My company is building a database from a large publicly available data set. When we complete it, we will have something like 500GB of data, but the data will never grow beyond that. It takes advantage of Postgres's polygon manipulation features, and as such has to stay in Postgres.
How can we host this database in the most cost effective way possible?
EDIT: I should mention that we are wanting to host this database in the cloud, since we don't have our own onsite servers.

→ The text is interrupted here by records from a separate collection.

PR #97, opened 2016-09-29
Enhance observer

prafulbhatnagar:
Changed the visibility of  observeAndWait(request,handler) and observe(request,handler) to public as per
discussion on the issue https://github.com/eclipse/californium/issues/92 .

### DIFF
--- a/californium-core/src/main/java/org/eclipse/californium/core/CoapClient.java
+++ b/californium-core/src/main/java/org/eclipse/californium/core/CoapClient.java
@@ -849,7 +849,7 @@ public class CoapClient {
 	 * @param handler the Response handler
 	 * 
 	 * @return the CoAP observe relation
-	 * @throws IllegalStateException if the observe option is not set in the
+	 * @throws IllegalArgumentException if the observe option is not set in the
 	 *             request
 	 */
 	public CoapObserveRelation observeAndWait(Request request, CoapHandler handler) {
@@ -876,7 +876,7 @@ public class CoapClient {
 	 * @param handler the Response handler
 	 * 
 	 * @return the CoAP observe relation
-	 * @throws IllegalStateException if the observe option is not set in the
+	 * @throws IllegalArgumentException if the observe option is not set in the
 	 *             request
 	 */
 	public CoapObserveRelation observe(Request request, CoapHandler handler) {
--- a/californium-core/src/main/java/org/eclipse/californium/core/CoapClient.java
+++ b/californium-core/src/main/java/org/eclipse/californium/core/CoapClient.java
@@ -19,7 +19,8 @@
  *    Kai Hudalla (Bosch Software Innovations GmbH) - use Logger's message formatting instead of
  *                                                    explicit String concatenation
  ******************************************************************************/
-package org.eclipse.californium.core;
+
+ package org.eclipse.californium.core;
 
 import java.io.IOException;
 import java.net.URI;
--- a/californium-core/src/main/java/org/eclipse/californium/core/CoapClient.java
+++ b/californium-core/src/main/java/org/eclipse/californium/core/CoapClient.java
@@ -840,39 +840,55 @@ public class CoapClient {
 		return request;
 	}
 	
-	/*
+	/**
 	 * Sends the specified observe request and waits for the response whereupon
 	 * the specified handler is invoked when a notification arrives.
 	 *
 	 * @param request the request
+	 * 
 	 * @param handler the Response handler
+	 * 
 	 * @return the CoAP observe relation
+	 * @throws IllegalStateException if the observe option is not set in the
+	 *             request
 	 */
 	public CoapObserveRelation observeAndWait(Request request, CoapHandler handler) {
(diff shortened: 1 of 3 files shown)


prafulbhatnagar:
Made the email ID in github profile public.

californium-core/src/main/java/org/eclipse/californium/core/CoapClient.java
```diff
@@ -840,39 +840,55 @@ private Request ifNoneMatch(Request request) {
...
+			Endpoint outEndpoint = getEffectiveEndpoint(request);
+			CoapObserveRelation relation = new CoapObserveRelation(request, outEndpoint);
+			request.addMessageObserver(new ObserveMessageObserverImpl(handler, relation));
+			CoapResponse response = synchronous(request, outEndpoint);
+			if (response == null || !response.advanced().getOptions().hasObserve())
+				relation.setCanceled(true);
+			relation.setCurrent(response);
+			return relation;
+		} else {
+			throw new IllegalStateException("please make sure that the request has observe option set.");
```
sophokles73: since this is a problem with the provided parameter value (`request`), we should better throw an `IllegalArgumentException'

californium-core/src/main/java/org/eclipse/californium/core/CoapClient.java
```diff
@@ -840,39 +840,55 @@ private Request ifNoneMatch(Request request) {
...
+	 */
+	public CoapObserveRelation observe(Request request, CoapHandler handler) {
+		if (request.getOptions().hasObserve()) {
+			Endpoint outEndpoint = getEffectiveEndpoint(request);
+			CoapObserveRelation relation = new CoapObserveRelation(request, outEndpoint);
+			request.addMessageObserver(new ObserveMessageObserverImpl(handler, relation));
+			send(request, outEndpoint);
+			return relation;
+		} else {
+			throw new IllegalStateException("please make sure that the request has observe option set.");
```
sophokles73: see above

californium-core/src/test/java/org/eclipse/californium/core/test/ClientAsynchronousTest.java
```diff
@@ -157,6 +157,46 @@ public void testAsyncObserveTriggersOnLoad() throws Exception {
 		Thread.sleep(50);
 		assertThat(receivedNotifications.get(), is(3));
 	}
+	
+	/**
+	 * Test case for CoapClient.observe(Request request, CoapHandler handler).
+	 * 
+	 * @author Praful Bhatnagar (prafulbhatnagar@gmail.com)
```
sophokles73: please remove the `@author` tag. We can always see who added which code by means of the commit log

californium-core/src/test/java/org/eclipse/californium/core/test/ObserveTest.java
```diff
@@ -205,6 +205,52 @@ public void onError() { }
 		
 	}
 	
+	/**
+	 * Test case for CoapClient.observeAndWait(Request request, CoapHandler handler).
+	 * @author Praful Bhatnagar (prafulbhatnagar@gmail.com)
+	 * @throws Exception
+	 */
+	@Test
+	public void testObserveAndWait() throws Exception {
```
sophokles73: I think we are already (implicitly) testing the existing behavior of `CoapClient.observeAndWait` by means of the `testObserve` test case, aren't we? In this test case we should probably only make sure that we detect an illegal argument, i.e. a `Request` without the *observe* option set.

californium-core/src/test/java/org/eclipse/californium/core/test/ClientAsynchronousTest.java
```diff
@@ -157,6 +157,46 @@ public void testAsyncObserveTriggersOnLoad() throws Exception {
...
+	 * @throws Exception
+	 */
+	@Test
+	public void testAsyncObserveWithRequestTriggersOnLoad() throws Exception {
```
sophokles73: see my comment for the other test method you added. I think we can refrain to simply make sure to detect a missing *observe* option in the passed-in `Request` ...

californium-core/src/main/java/org/eclipse/californium/core/CoapClient.java
prafulbhatnagar: make sense, would update and re-submit.

sophokles73:
Not all commits in your PR have a signed-off-by footer. I suggest you rebase the branch on current master and squash all commits into a single one (don't forget the "signed-off-by" footer ;-))

californium-core/src/test/java/org/eclipse/californium/core/test/ObserveTest.java
prafulbhatnagar: Create a new pull request, please review https://github.com/eclipse/californium/pull/100 ..

prafulbhatnagar:
Created a new PR https://github.com/eclipse/californium/pull/100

EDIT 2: Sorry, let me elaborate. This database will integrated into a SAAS webapp, so potentially many users will be hitting the database at the same time. However, once we have it in place, the data will rarely change, and if it does change, it will only ever be added to, never deleted. Something like Linode, which we use for hosting the rest of the site, doesn't have enough storage space. We want to optimize cost, but secondarily we would prefer to not touch any hardware ourselves, so buying a large drive would be less than ideal.
That SO depends on usage pattern.
But really - a 500gb SSD does not cost that much - and it has the hugh advantage that it has a TON of IO, you would need dozens (plural) of drives to counter that.
I would likely say that this is about the best you can do - get a nice 512gb ssd.
Use amazon instances. 500GB space is cheap like 50 USD per month (10 cents per GB) and you can do stuff like multiple volumes to spread pgsql data and what not.
There's also services like newservers.com where you can start instance-like real servers with real disks and etc that removes you from the need of a datacenter.
Local storage is definitely filesystem efficient.
Local SSD is a definite speed advantage.
Alot of RAM memory is cheap at this point of time.
For your planned 500 GB, you actually need 500+ GB for filesystem overheads, no matters stating "the data will never grow beyond that".
Of the above storage, you need redundancy and backup, with uninterruptable power to run the setup.
As well, you have to pay attendtion to filesystem logs.
Running local is indeed costly and workforce intensive, but just hope to help here for making up someones mind on cost concern.
If you don't have on site server just get a nice dedicated server with ssds. I'm not shure if you really mean you want a cloud provider like rackspace or amazon etc. or if in a datacenter is enough for you?